Originally Posted by jaylivg
Last night DS said he really doesn't want to go to school today . He was really crushed when I got him out from school after the afternoon detention . He was scared that I'd get mad but I said I've heard everything n I'll listen from his side too . Pretty much what I've heard from school anyway . Then that evening he saud that he really wants to stay out of trouble ..but he feels like with everything going on at school it really makes him feel he doesn't belong there . He said everynight before sleeps he prays that tomorrow will be a better day so that he can make himself proud n his parents proud . And he thinks about it everynight after we tuck him in . But he also said he feels like as a family ..we're getting further away from each other too . Mom isn't as closed with him anymore n dad isn't either ..and it's all because of school matters. He was teary when he said this but trying hard to hold back the tears . He said he gets in trouble at school ..then coming home ..his parents mad n not happy with him and then he gets grounded ..the next day it'll be the same again if he gets into another trouble . And he said the cycle keeps going n it never ends .

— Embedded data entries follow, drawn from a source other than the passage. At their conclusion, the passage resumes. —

Issue #1272, opened 2018-10-16
configure TravisCI and Codacy to support python 3.5


jkhlr:
Currently, tests are failing on TravisCI if python `3.5` features (like f-strings) are used, since it currently seems to execute the tests with python `3.4.6`. Same for Codacy (f-strings are considered a syntax error there)
On the production instance, python `3.5` seems to be available (https://github.com/fsr-itse/EvaP/issues/1244#issuecomment-417714795), and `3.5` is also the python version in the vagrant environment, so I guess it would make sense to update the CI pipeline accordingly.

jkhlr:
@karyon You are right, f-strings came with python `3.6`. I checked again the version of the python interpreter in the vagrant VM and it is actually `3.6.3`. So if we could enable python `3.6`/`3.7` on the production instance, it would be even better :)

janno42:
You can assume 3.7 to be available.

jkhlr:
feel free to assign me here :)

janno42:
we're now using python 3.7 in travis (#1282) and are waiting for codacy to support it as well.

PR #1282, opened 2018-11-12
#1272 update python version to 3.7

jkhlr:
- Updated python version in vagrant VM
- Updated python version for TravisCI
- Added some tests

### DIFF
--- a/.travis.yml
+++ b/.travis.yml
@@ -1,6 +1,11 @@
 language: python
-python:
-  - "3.4"
+python: "3.7"
+dist: xenial
+sudo: false
+cache:
+  directories:
+  - $HOME/.cache/pip
+
 services:
 - postgresql
 before_script:
@@ -14,8 +19,4 @@ script:
   - python manage.py test --keepdb --reverse
   - python manage.py test --keepdb --debug-mode
 after_success:
-  - coveralls
-sudo: false
-cache:
-  directories:
-  - $HOME/.cache/pip
+  - coveralls\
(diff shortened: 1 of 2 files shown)


jkhlr:
Codacy can apparently not be upgraded to support new python features (e.g. dictionary unpacking) :(

karyon:
codacy only uses some other linters, e.g. prospector, which throws that error. prospector in turn runs multiple other linters and merges their results. could you run prospector locally and find out where the syntax error comes from? then we could make a bug report/feature request to the respective project.

jkhlr:
> codacy only uses some other linters, e.g. prospector, which throws that error. prospector in turn runs multiple other linters and merges their results. could you run prospector locally and find out where the syntax error comes from? then we could make a bug report/feature request to the respective project.

Codacy uses PyLint to lint python code. To define which python version it should lint for, you simply run pylint with the corresponding python version (https://stackoverflow.com/questions/23052637/specify-which-python-version-pylint-should-evaluate-for). Unfortunately, we don't have control over the python runtime Codacy uses, the only option we have is to choose between python2 and python3 (https://support.codacy.com/hc/en-us/articles/115002330985-Specifying-your-Python-version). So this is definitely a problem with Codacy. Probably they are running all linters on the same, not-so-recent python version :(

karyon:
as far as i can see, it's prospector that complains about the syntax. if you expand the "invalid syntax" error in codacy, it says `Prospector_F999` at the bottom.

i just checked and we can enable prospector and pylint separately in codacy. no idea why their pylint does not complain but their prospector does...

karyon:
I've reported the problem to codacy. In the meantime, we decided to go ahead and merge this. For the time being we'll ignore the syntax errors on codacy. In case they won't fix this or don't reply, we can think about building a workaround or disabling prospector.

karyon:
thanks @jkhlr!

I am not a perfect parents ..far from it . But I do love my son .. n I don't want him to get hurt . I want him to learn to make a better decision ..better choice . He is a good kid ..he's not some spoiled uncontrolleable little brat . I might not be making all the right choice either by getting mad at him when he gets in trouble from school . We miss each other being happy ..it seems like our life is full of anger ..stress ..frustration because of school trouble . And the trouble is like talking when he's not supposed to ..playing with materials .. goofing off ..throwing jokes ... loud burping noise ..fascination with the word fart .. spilling water on the floor ...walking backwards in the hallway ..playing on the swing laying on his tummy .I understand these are little things that pile up n I know its not good . But even if losing recess n giving him detention or suspension don't work ..as a school can they figure out something rlse ? They had a whole year to try different things ..but seems like they're sticking to things that don't work n as a result DS gets so stressful ..he's only 8 . 8 years old shouldn't know the stressful feeling ..they're supposed to be having fun n happy .

This seems like a no-brainer to me. I think homeschooling could be a great option.